Records supplied below:

PR #14732, opened 2025-01-03
Increment SHLVL before run_repl()

NotTheDr01ds:
# Description

A follow-on to #14727:

* Instead of using `is-interactive` as the trigger for incrementing `SHLVL`, this change puts the increment logic just before `run_repl()` is called.
* Tests are changed to use `-e`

End of Records supplied.

» **Activity**
Copy the lines from the entries above in which the word "before" appears.

» **Solution below**
Increment SHLVL before run_repl()
* Instead of using `is-interactive` as the trigger for incrementing `SHLVL`, this change puts the increment logic just before `run_repl()` is called.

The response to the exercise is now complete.